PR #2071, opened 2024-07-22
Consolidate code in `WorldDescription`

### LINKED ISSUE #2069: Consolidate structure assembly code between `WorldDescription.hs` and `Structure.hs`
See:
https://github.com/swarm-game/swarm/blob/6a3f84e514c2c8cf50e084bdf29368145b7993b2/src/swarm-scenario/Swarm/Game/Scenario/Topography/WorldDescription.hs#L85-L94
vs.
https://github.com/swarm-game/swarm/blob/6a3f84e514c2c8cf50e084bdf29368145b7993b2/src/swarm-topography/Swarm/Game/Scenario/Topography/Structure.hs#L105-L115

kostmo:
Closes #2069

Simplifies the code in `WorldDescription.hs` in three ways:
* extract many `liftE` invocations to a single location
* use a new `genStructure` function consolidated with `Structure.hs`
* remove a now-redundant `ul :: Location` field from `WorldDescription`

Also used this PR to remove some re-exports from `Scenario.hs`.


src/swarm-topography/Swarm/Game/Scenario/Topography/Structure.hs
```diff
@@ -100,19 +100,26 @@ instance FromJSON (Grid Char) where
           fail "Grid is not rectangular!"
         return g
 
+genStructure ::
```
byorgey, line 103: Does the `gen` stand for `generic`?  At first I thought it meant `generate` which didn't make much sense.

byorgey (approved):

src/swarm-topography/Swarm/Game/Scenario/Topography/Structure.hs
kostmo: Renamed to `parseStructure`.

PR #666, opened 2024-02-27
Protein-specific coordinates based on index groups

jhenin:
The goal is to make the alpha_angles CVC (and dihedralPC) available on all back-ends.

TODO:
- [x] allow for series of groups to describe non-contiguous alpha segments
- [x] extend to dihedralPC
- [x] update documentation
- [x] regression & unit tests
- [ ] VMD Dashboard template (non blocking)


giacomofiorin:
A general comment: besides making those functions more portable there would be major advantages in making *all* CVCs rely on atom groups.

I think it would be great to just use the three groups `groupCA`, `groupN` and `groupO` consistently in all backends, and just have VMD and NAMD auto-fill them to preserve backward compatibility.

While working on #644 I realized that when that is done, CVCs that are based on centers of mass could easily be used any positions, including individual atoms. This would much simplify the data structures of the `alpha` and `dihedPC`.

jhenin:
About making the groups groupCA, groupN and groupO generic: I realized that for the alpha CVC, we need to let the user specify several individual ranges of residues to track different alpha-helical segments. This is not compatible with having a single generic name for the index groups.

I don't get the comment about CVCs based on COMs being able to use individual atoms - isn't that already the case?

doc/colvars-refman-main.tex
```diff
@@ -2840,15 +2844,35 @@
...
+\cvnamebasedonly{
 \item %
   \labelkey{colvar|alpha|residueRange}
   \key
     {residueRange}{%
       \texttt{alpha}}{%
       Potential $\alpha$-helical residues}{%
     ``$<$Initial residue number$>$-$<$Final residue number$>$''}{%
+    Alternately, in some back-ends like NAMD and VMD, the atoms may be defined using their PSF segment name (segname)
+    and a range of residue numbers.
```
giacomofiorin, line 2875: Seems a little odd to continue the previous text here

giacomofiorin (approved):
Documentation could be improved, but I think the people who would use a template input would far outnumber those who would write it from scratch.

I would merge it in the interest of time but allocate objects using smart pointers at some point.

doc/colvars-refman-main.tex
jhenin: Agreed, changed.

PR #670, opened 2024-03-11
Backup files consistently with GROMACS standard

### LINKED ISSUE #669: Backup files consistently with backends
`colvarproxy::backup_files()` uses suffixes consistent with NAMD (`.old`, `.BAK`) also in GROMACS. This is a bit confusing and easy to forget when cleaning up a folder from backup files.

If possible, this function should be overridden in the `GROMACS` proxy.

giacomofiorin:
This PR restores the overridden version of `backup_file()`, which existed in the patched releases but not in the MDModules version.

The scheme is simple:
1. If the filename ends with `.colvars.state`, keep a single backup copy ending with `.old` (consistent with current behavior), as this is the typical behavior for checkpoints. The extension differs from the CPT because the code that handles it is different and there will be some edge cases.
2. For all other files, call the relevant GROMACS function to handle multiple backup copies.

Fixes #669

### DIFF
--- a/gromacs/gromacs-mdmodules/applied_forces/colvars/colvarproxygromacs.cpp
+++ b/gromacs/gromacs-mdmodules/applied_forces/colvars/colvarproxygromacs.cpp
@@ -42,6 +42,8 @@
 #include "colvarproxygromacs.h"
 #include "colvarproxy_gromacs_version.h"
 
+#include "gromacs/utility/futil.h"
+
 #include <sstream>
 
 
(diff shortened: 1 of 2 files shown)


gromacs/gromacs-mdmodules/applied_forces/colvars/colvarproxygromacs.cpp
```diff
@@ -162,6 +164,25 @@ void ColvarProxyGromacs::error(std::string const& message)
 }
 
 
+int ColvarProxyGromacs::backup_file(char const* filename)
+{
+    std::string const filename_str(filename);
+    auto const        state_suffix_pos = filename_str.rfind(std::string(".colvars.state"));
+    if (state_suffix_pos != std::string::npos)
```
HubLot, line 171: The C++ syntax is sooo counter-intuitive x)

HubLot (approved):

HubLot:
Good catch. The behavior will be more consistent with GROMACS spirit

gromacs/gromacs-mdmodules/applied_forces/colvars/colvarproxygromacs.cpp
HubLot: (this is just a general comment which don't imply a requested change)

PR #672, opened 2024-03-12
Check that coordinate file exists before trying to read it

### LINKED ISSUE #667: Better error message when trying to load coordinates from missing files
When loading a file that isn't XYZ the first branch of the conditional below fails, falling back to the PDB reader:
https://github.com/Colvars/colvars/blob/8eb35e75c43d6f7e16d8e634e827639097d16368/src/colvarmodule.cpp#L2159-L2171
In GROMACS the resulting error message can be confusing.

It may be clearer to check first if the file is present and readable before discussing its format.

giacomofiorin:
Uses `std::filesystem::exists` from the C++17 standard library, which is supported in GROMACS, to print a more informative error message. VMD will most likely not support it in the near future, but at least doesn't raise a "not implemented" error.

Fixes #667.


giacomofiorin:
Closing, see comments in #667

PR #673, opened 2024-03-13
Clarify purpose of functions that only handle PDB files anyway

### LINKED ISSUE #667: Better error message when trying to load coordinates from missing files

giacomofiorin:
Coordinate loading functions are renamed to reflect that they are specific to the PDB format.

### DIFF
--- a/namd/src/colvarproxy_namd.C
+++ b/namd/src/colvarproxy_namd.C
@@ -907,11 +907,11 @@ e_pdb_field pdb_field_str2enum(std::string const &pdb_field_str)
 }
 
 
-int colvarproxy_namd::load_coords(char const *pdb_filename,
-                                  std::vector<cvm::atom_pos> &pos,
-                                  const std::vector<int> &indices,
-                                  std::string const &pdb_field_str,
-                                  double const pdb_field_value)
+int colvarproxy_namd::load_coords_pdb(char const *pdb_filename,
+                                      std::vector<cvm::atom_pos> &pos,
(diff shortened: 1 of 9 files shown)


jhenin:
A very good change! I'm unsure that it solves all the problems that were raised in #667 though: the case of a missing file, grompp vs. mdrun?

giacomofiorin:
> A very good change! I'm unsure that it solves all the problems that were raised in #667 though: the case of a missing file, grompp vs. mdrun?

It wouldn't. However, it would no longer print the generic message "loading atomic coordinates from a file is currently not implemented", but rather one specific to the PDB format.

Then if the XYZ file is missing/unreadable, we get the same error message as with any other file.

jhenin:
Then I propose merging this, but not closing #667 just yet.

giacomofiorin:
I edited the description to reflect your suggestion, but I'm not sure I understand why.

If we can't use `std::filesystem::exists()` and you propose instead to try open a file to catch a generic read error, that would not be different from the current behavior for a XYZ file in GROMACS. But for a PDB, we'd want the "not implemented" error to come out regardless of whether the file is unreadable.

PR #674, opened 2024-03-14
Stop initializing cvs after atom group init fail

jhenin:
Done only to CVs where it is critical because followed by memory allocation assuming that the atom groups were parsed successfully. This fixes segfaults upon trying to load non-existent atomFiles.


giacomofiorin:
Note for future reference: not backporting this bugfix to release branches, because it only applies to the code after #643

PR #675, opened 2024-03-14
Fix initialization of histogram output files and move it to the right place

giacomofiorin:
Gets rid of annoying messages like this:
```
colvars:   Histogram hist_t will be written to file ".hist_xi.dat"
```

...

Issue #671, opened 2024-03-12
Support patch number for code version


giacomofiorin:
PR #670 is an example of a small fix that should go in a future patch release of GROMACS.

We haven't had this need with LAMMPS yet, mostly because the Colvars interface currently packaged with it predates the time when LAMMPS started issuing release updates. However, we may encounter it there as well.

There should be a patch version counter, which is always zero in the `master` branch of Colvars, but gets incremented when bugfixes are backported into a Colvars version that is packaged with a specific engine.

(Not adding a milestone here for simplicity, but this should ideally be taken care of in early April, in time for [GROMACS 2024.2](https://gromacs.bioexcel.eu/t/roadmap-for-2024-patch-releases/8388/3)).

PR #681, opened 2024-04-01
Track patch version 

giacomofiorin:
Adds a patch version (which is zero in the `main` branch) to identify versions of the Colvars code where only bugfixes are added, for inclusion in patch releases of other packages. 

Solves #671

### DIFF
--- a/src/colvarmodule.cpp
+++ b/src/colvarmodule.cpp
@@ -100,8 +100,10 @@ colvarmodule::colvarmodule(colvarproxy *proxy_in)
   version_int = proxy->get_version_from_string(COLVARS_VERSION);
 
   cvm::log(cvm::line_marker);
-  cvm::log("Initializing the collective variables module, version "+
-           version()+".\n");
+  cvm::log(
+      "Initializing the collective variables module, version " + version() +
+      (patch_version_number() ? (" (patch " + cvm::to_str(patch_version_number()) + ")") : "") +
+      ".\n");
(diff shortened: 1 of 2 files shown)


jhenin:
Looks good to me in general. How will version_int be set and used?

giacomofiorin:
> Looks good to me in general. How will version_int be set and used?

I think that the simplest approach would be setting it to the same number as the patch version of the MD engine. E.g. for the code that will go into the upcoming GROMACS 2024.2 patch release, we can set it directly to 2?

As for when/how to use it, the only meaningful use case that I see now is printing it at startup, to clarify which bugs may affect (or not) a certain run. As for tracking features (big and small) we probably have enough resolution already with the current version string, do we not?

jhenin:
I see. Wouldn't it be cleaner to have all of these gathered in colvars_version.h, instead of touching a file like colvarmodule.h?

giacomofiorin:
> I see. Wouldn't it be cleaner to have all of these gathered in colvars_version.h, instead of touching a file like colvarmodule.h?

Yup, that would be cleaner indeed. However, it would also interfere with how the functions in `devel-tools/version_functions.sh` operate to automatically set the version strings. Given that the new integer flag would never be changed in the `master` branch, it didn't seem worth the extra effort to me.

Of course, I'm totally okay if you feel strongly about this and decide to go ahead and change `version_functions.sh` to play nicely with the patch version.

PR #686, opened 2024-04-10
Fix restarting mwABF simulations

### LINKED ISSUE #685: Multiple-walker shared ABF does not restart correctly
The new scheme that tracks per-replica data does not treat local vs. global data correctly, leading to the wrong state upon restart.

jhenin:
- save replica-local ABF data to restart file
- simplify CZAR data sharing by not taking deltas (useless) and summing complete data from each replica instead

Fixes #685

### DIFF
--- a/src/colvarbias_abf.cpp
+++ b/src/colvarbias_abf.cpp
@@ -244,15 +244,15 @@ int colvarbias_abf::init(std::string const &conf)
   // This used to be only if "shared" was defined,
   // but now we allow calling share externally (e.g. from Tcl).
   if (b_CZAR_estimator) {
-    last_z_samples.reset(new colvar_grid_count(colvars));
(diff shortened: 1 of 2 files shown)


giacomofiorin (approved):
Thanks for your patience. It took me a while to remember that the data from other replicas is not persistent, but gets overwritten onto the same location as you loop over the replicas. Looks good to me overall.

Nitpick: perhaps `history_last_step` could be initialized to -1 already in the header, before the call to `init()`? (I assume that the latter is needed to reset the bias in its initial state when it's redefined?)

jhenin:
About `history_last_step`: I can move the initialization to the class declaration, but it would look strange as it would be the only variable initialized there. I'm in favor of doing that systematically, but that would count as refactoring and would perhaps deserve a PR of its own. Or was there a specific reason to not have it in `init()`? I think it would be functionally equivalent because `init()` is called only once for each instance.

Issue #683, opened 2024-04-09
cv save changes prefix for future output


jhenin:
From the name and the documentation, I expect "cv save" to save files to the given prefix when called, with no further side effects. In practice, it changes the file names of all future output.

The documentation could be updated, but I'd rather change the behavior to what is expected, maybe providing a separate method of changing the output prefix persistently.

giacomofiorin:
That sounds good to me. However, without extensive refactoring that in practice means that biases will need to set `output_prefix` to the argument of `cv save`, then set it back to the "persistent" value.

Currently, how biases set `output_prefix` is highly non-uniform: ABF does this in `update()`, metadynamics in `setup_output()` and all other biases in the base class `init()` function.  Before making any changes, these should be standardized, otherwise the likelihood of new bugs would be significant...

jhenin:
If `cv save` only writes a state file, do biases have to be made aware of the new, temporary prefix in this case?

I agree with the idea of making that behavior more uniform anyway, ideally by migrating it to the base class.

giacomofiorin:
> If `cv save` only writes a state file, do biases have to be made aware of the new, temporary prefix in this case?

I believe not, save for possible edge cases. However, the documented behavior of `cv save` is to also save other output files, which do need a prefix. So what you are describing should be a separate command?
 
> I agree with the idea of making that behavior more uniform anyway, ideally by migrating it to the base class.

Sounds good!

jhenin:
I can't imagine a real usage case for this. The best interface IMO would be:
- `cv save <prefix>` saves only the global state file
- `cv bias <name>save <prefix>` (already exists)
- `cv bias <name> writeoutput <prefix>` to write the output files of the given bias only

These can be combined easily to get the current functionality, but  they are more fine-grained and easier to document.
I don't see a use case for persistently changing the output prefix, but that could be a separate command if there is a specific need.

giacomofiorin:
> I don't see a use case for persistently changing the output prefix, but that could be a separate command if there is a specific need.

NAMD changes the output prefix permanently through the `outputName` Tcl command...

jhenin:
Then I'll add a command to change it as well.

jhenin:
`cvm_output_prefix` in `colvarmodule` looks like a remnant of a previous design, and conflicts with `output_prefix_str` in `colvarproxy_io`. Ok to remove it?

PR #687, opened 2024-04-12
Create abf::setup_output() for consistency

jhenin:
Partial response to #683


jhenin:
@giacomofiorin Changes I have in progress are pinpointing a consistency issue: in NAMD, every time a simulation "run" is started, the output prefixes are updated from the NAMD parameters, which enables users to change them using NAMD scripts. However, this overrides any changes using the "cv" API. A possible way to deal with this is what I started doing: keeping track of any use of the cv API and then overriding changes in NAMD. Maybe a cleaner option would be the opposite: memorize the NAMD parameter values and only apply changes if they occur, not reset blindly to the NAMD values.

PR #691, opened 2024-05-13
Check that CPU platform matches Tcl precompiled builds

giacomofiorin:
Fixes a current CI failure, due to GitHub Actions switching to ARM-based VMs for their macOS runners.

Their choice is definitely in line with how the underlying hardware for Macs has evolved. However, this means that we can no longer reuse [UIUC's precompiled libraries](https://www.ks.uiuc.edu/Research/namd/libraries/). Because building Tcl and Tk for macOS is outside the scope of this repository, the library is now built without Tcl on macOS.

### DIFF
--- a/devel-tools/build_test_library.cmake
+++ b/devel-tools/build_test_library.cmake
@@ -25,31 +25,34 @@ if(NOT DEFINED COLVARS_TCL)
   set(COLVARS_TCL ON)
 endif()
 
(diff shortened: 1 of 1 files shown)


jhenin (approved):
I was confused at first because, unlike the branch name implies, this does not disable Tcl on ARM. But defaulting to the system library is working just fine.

---

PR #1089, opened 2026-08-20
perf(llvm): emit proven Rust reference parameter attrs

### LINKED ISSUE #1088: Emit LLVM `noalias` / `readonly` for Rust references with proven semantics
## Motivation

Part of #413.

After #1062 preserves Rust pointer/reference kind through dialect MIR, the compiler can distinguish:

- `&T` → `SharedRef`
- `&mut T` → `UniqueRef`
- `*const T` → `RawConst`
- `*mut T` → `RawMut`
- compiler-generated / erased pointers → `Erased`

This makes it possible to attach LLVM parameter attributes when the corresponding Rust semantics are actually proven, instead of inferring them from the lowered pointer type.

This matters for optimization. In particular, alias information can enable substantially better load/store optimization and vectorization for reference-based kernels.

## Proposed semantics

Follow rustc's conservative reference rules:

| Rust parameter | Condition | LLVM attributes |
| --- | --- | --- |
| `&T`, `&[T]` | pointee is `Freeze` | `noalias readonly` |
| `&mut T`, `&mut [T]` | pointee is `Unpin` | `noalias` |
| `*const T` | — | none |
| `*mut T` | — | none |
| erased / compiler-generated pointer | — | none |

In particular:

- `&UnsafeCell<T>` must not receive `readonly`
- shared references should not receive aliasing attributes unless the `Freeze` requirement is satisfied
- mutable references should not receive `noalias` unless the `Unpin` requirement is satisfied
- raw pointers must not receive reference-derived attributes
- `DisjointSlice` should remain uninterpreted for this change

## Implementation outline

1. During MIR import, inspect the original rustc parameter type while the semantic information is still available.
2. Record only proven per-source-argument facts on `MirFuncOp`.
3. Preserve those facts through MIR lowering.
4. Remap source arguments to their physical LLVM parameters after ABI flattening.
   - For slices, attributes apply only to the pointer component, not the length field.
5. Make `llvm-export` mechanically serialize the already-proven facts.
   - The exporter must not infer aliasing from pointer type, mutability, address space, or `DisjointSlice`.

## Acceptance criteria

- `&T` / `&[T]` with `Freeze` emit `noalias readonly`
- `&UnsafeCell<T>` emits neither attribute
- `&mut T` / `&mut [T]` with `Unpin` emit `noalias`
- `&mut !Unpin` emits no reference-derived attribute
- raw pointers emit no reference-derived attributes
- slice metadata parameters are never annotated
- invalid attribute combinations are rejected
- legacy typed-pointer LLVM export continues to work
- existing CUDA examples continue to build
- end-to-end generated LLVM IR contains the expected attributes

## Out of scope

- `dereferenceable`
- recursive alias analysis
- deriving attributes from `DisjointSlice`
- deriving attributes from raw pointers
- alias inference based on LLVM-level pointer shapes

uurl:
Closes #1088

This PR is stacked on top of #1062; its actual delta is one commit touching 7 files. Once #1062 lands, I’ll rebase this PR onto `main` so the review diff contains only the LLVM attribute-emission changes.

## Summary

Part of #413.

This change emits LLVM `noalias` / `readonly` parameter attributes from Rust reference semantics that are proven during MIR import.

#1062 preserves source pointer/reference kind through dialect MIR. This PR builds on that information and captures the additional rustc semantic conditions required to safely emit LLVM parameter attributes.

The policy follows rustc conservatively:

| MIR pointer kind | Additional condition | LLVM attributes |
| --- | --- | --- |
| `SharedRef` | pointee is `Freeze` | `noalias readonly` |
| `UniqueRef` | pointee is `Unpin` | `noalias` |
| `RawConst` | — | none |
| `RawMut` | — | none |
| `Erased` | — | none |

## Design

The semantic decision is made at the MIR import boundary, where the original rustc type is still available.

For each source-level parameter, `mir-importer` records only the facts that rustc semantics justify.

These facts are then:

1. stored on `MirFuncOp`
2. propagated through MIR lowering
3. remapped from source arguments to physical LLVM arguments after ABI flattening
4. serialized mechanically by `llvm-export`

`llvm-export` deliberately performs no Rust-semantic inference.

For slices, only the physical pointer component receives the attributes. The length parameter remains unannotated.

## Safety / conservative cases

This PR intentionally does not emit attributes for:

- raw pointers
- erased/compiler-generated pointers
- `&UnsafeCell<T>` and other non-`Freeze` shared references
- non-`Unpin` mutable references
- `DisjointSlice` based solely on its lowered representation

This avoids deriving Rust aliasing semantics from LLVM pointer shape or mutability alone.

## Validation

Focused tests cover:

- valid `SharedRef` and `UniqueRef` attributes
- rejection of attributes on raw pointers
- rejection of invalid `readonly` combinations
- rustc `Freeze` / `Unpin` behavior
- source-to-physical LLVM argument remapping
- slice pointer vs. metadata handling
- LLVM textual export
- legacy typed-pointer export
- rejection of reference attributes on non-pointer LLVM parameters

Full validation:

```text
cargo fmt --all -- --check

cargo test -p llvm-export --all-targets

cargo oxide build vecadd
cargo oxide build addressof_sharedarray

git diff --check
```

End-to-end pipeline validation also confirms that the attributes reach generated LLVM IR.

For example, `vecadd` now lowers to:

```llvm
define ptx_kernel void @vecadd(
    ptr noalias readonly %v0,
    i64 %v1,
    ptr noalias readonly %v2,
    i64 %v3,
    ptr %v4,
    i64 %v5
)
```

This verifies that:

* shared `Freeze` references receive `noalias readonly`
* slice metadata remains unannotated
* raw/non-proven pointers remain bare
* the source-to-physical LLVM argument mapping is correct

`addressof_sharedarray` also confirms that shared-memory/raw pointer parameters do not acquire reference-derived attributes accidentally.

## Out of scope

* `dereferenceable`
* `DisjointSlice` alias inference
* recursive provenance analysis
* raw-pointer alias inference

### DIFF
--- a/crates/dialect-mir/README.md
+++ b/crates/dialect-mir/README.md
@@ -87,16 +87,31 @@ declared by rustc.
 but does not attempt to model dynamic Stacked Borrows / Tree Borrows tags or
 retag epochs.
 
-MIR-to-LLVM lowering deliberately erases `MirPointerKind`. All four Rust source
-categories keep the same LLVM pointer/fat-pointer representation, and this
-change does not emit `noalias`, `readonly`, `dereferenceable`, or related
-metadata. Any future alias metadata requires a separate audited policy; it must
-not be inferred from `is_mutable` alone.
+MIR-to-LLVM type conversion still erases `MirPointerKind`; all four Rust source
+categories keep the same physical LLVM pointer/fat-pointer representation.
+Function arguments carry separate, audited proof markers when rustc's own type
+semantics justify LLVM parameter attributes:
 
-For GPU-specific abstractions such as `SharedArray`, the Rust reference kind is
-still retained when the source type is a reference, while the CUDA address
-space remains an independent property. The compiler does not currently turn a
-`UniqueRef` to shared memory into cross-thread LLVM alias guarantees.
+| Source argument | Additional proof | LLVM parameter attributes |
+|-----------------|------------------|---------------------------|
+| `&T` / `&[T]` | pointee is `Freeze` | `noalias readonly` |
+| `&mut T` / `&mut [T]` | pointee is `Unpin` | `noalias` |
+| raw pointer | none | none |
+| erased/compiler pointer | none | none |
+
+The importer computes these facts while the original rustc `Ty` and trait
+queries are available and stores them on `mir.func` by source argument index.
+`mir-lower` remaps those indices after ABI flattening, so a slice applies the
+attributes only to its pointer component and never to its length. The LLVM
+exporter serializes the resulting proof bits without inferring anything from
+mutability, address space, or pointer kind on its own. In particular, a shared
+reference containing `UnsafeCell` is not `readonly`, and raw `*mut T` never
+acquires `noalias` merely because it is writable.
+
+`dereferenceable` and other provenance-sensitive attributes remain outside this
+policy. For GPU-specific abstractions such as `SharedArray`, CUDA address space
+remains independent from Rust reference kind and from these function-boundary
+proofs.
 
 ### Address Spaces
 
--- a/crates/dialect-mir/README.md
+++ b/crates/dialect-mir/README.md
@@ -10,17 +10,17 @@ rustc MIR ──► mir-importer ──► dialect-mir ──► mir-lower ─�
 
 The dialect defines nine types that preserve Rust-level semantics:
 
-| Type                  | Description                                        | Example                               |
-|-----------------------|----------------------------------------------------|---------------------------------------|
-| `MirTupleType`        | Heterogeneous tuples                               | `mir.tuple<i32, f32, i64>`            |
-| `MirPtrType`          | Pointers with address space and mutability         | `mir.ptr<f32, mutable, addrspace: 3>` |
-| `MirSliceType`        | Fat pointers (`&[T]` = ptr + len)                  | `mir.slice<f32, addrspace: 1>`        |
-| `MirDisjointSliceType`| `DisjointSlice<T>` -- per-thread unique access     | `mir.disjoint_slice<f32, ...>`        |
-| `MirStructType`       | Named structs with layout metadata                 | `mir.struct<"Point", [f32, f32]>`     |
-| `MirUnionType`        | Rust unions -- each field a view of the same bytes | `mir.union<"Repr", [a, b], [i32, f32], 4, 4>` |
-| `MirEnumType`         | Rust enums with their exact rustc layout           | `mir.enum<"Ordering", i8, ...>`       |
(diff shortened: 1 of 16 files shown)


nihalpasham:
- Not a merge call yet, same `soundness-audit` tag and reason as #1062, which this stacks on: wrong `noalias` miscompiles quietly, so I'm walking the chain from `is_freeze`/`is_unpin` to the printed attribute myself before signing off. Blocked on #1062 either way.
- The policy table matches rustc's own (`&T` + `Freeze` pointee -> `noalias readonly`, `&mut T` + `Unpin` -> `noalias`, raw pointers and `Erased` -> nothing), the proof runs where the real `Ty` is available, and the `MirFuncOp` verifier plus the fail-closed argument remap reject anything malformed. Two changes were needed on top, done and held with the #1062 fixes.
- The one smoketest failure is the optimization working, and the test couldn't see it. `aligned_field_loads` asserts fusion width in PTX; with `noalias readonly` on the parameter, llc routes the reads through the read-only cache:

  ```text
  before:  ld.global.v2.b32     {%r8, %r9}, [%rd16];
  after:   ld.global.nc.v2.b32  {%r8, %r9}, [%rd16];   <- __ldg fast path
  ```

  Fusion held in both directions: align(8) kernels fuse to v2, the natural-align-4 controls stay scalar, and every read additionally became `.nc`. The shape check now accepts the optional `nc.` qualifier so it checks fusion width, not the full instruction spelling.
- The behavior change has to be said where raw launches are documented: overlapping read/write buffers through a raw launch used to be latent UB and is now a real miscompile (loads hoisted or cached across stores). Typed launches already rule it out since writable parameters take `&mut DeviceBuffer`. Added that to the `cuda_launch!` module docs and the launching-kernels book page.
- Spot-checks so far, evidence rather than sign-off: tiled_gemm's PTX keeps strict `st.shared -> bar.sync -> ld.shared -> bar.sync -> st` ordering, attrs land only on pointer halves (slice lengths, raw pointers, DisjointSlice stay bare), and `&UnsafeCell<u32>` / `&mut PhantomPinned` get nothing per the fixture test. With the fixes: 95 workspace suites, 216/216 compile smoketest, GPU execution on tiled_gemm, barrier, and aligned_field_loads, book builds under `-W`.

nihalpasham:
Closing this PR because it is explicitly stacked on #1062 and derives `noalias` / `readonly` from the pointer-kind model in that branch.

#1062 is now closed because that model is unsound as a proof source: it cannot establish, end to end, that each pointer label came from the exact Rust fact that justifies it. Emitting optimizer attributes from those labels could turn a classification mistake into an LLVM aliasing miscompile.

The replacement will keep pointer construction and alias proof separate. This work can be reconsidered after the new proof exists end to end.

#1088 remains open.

# [YOUR GOAL]
Once the line with "PR #2071, opened 2024-07-22" is found in the records above, print exactly that line and every line after it through the line with "I think it would be great".

# [OUTPUT BELOW]
PR #2071, opened 2024-07-22
Consolidate code in `WorldDescription`

### LINKED ISSUE #2069: Consolidate structure assembly code between `WorldDescription.hs` and `Structure.hs`
See:
https://github.com/swarm-game/swarm/blob/6a3f84e514c2c8cf50e084bdf29368145b7993b2/src/swarm-scenario/Swarm/Game/Scenario/Topography/WorldDescription.hs#L85-L94
vs.
https://github.com/swarm-game/swarm/blob/6a3f84e514c2c8cf50e084bdf29368145b7993b2/src/swarm-topography/Swarm/Game/Scenario/Topography/Structure.hs#L105-L115

kostmo:
Closes #2069

Simplifies the code in `WorldDescription.hs` in three ways:
* extract many `liftE` invocations to a single location
* use a new `genStructure` function consolidated with `Structure.hs`
* remove a now-redundant `ul :: Location` field from `WorldDescription`

Also used this PR to remove some re-exports from `Scenario.hs`.


src/swarm-topography/Swarm/Game/Scenario/Topography/Structure.hs
```diff
@@ -100,19 +100,26 @@ instance FromJSON (Grid Char) where
           fail "Grid is not rectangular!"
         return g
 
+genStructure ::
```
byorgey, line 103: Does the `gen` stand for `generic`?  At first I thought it meant `generate` which didn't make much sense.

byorgey (approved):

src/swarm-topography/Swarm/Game/Scenario/Topography/Structure.hs
kostmo: Renamed to `parseStructure`.

PR #666, opened 2024-02-27
Protein-specific coordinates based on index groups

jhenin:
The goal is to make the alpha_angles CVC (and dihedralPC) available on all back-ends.

TODO:
- [x] allow for series of groups to describe non-contiguous alpha segments
- [x] extend to dihedralPC
- [x] update documentation
- [x] regression & unit tests
- [ ] VMD Dashboard template (non blocking)


giacomofiorin:
A general comment: besides making those functions more portable there would be major advantages in making *all* CVCs rely on atom groups.

I think it would be great to just use the three groups `groupCA`, `groupN` and `groupO` consistently in all backends, and just have VMD and NAMD auto-fill them to preserve backward compatibility.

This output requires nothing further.